[Saved data entries]

Issue #4671, opened 2025-11-16
Harpy guidebook is spreading myths about breathing / air quality


cmorley191:
## Description

None of the below harpy guidebook text is correct, given the current state of the codebase:

<img width="653" height="187" alt="Image" src="https://github.com/user-attachments/assets/bf0a9091-9130-407d-b34d-1f0800e12444" />

We need to fix this guidebook text, or go back and retroactively implement these mechanics properly.

## Details

The only technical difference in harpy breathing is that they metabolize **twice as much gas** but **half as often**. The end result is the same: *the rate of metabolizing is exactly the same as humans.* They do not breathe more oxygen, and they are not more susceptible to CO2.

```
- type: entity
  id: OrganHarpyLungs
  - type: Metabolizer
    updateInterval: 2.0  # <--- metabolize every 2 seconds, rather than human's 1 second.
    groups:
    - id: Gas
      rateModifier: 200.0  # <--- metabolize 2u, rather than human's 1u.
      # result: 2u every 2s, is exactly the same as 1u every 1s.
```

This is not accurately described by the guidebook text.

However, there *is* a practical difference to harpy gasping, which I discuss below. 

In short:

**Due to an engine quirk, all species will occasionally gasp when there are more than three types of gases in a room. The more types of gases there are (4, 5, 6), the more often the gasping. The amounts of gas do not matter, just the number of types. Harpies will gasp more than other species when this problem occurs, due to the less frequent metabolizing batches. But all species will gasp.**

## Reproduction

These tests prove that the current guidebook text and community wisdom about harpy breathing ("sensitive to CO2") are wrong:
- Put a human and a harpy in a room, and slowly release CO2 from a CO2 canister. Both will start gasping at exactly the same time: 1.0%. It is no earlier for the harpy.
- Put a human and a harpy in a room with a mask and O2 tank. Turn on internals on both. Both will reach 0 kPa in the tank at exactly the same time.

The truth about harpy gasping: 

- Put a human and a harpy in a room. Release *very trace amounts* (literally any tiny amount is enough) of many different gases: Tritium, Plasma, Water Vapor, Miasma, and CO2. Now that there are seven gas types in the room, both the human *and* the harpy will start gasping due to an engine quirk I am calling "Metabolic Roll Asphyxiation". The harpy will gasp slightly more, but all species are susceptible to this.

### Metabolic Roll Asphyxiation

[...]

PR #5157, opened 2026-01-07
mobs no longer gasp when in the presence of many types of gases

cmorley191:
## About the PR

Fixed a bug where all mobs were asphyxiating when 4 or more gas types are present, even if these gases were at entirely safe levels (e.g. 0.1% CO2 is very safe alone, but caused gasping when more gas types were added)

This was also the source of the fabled harpy gasping "air quality" myths: https://github.com/DeltaV-Station/Delta-v/issues/4671 . Due to arcane interactions with obscure harpy metabolizer settings, harpies were made *more* vulnerable to this bug. However, *all* species were vulnerable to this bug when there are enough different gas types in the air, not just harpies.

## Why / Balance

It makes no sense for the *number of gas types* in the air to cause asphyxiation; the *amounts (mols/%)* of bad gas is what should matter. Currently, this bug would still suffocate all species even if the amounts were absolutely miniscule.

Mobs were asphyxiating because lungs (just like all organs) only process up to 3 different reagents at a time, to prevent poison stacking abuse. This was causing Oxygen to occasionally be excluded from the processing due to random chance (3 reagents are randomly selected), even though plenty of Oxygen is present in the air.

This PR simply removes this limit for lungs -- lungs will now process up to all 9 gas types simultaneously; all gases present in a room.

"Poison stacking" is the fact that, because reagents are metabolized in parallel, multiple poisons in a syringe causes damage more quickly than a single poison in a syringe. To prevent players from abusing this, all organs are limited to only processing 3 reagent types a time. IMO poison stacking is irrelevant for lungs. Reason 1: nobody is using gases to poison people as an antag; it's impractical. Reason 2: there are only 9 gases in the game (three of which are inert oxygen/nitrogen/water vapor), so the potential for crazy abuse of poison stacking is not really there for gases like it is with the vast number of liquid reagents.

Finally, for those who want to keep the "harpy's are more sensitive to air quality" around, I agree with you! I have a followup PR planned to implement that feature properly, instead of keeping around a bug that nobody really understands very well: https://github.com/DeltaV-Station/Delta-v/pull/5158

## Technical details

See this issue for a more detailed explanation of the bug: https://github.com/DeltaV-Station/Delta-v/issues/4671

The fix code itself should be pretty self explanatory though; let me know if it's not.

### Before this PR:

All species gasp in rooms that have 4+ gas types present, regardless of the actual amounts (%/mols) of those gases. Harpies happen to gasp more frequently in this situation due to strange code interactions.

For context: 1% is the CO2 threshold for most species to start gasping (when in a room with only oxygen, nitrogen, and CO2 alone). So the fact that 0.1% CO2 here is causing gasping in humans is pretty weird. The other gases are not related to respiration; they do not cause gasping (when added alone). This is all happening due to the bug.

metabolic_roll_asphyx_demo

### After this PR:

Species do not gasp in rooms with lots of trace pollutant gases. The gases are safe as long as they are in very small amounts.

metabolic_roll_asphyx_removed

## Requirements

## Breaking changes

**Changelog**

:cl:
- fix: Fixed a bug where all species (not just harpies) were gasping in the presence of *extremely* trace amounts of pollutant gases (0.01%).

### DIFF
--- a/Resources/ServerInfo/Guidebook/Mobs/_DV/Harpy.xml
+++ b/Resources/ServerInfo/Guidebook/Mobs/_DV/Harpy.xml
@@ -29,7 +29,6 @@
   - Comes with the Ultraviolet Vision trait by default. This can be disabled via accessibility options.
   - Cannot wear Jumpsuits, and will automatically start with a Jumpskirt instead.
   - While singing, musical notes appear floating around their head.
-  - Gases breathed in metabolize twice as fast.
 
   ## Drawbacks
 
--- a/Content.Server/Body/Components/MetabolizerComponent.cs
+++ b/Content.Server/Body/Components/MetabolizerComponent.cs
@@ -72,8 +72,11 @@ namespace Content.Server.Body.Components
         ///     Used to nerf 'stacked poisons' where having 5+ different poisons in a syringe, even at low
         ///     quantity, would be muuuuch better than just one poison acting.
         /// </summary>
+        /// <remarks>
+        /// DeltaV - changed from an `int` to an `int?` to support lungs not having a limit
+        /// </remarks>
         [DataField("maxReagents")]
-        public int MaxReagentsProcessable = 3;
+        public int? MaxReagentsProcessable = 3;
 
         /// <summary>
         ///     A list of metabolism groups that this metabolizer will act on, in order of precedence.
--- a/Content.Server/Body/Systems/MetabolizerSystem.cs
+++ b/Content.Server/Body/Systems/MetabolizerSystem.cs
@@ -157,8 +157,13 @@ public sealed class MetabolizerSystem : SharedMetabolizerSystem
             }
 
             // we're done here entirely if this is true
-            if (reagents >= ent.Comp1.MaxReagentsProcessable)
+            // DeltaV - start of null limit allowed
+            if (
+                ent.Comp1.MaxReagentsProcessable is { } maxReagentsProcessable 
+                && reagents >= maxReagentsProcessable
+            )
                 return;
+            // DeltaV - end of null limit allowed
 
 
             // loop over all our groups and see which ones apply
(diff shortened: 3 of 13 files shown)


Resources/ServerInfo/Guidebook/Mobs/_DV/Harpy.xml
```diff
@@ -29,7 +29,6 @@
   - Comes with the Ultraviolet Vision trait by default. This can be disabled via accessibility options.
   - Cannot wear Jumpsuits, and will automatically start with a Jumpskirt instead.
   - While singing, musical notes appear floating around their head.
-  - Gases breathed in metabolize twice as fast.
```
cmorley191, line 32: This theory came from the fact that harpy lungs have a `rateModifier: 200.0` (instead of human 100.0)

However, this theory was false -- it failed to take into consideration the fact that harpy lung's `updateInterval: 2.0` (instead of human 1.0) cancels out the 200.0, resulting in the same overall metabolic rate.

Further reading: https://github.com/DeltaV-Station/Delta-v/issues/4671

ShepardToTheStars:
I don't like having to put `maxReagents: null` on every lung entity ever though, but I get that we can't just default the component to null, since MetabolizerSystem also controls other forms of metabolizing. Hmmm...

SirWarock:
> I don't like having to put `maxReagents: null` on every lung entity ever though, but I get that we can't just default the component to null, since MetabolizerSystem also controls other forms of metabolizing. Hmmm...

We could make a parent lung that has maxReagents Null?

ShepardToTheStars:
> We could make a parent lung that has maxReagents Null?

Except that pretty much all lungs have a defined `MetabolizerComponent` on them with things specific to that species, and the parent's `MetabolizerComponent` would get blown away.

little-meow-meow:
Fantastic write-up. Though if this hasn't been affected by upstream's recent body and metabolism refactors, it is very likely it will be soon.

sowelipililimute:
This is likely going to be fixed w/ the Nubody merge.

**Requirement**
Please tally the lines above that include the word "rooms" and answer with the number by itself.

**Result below**
2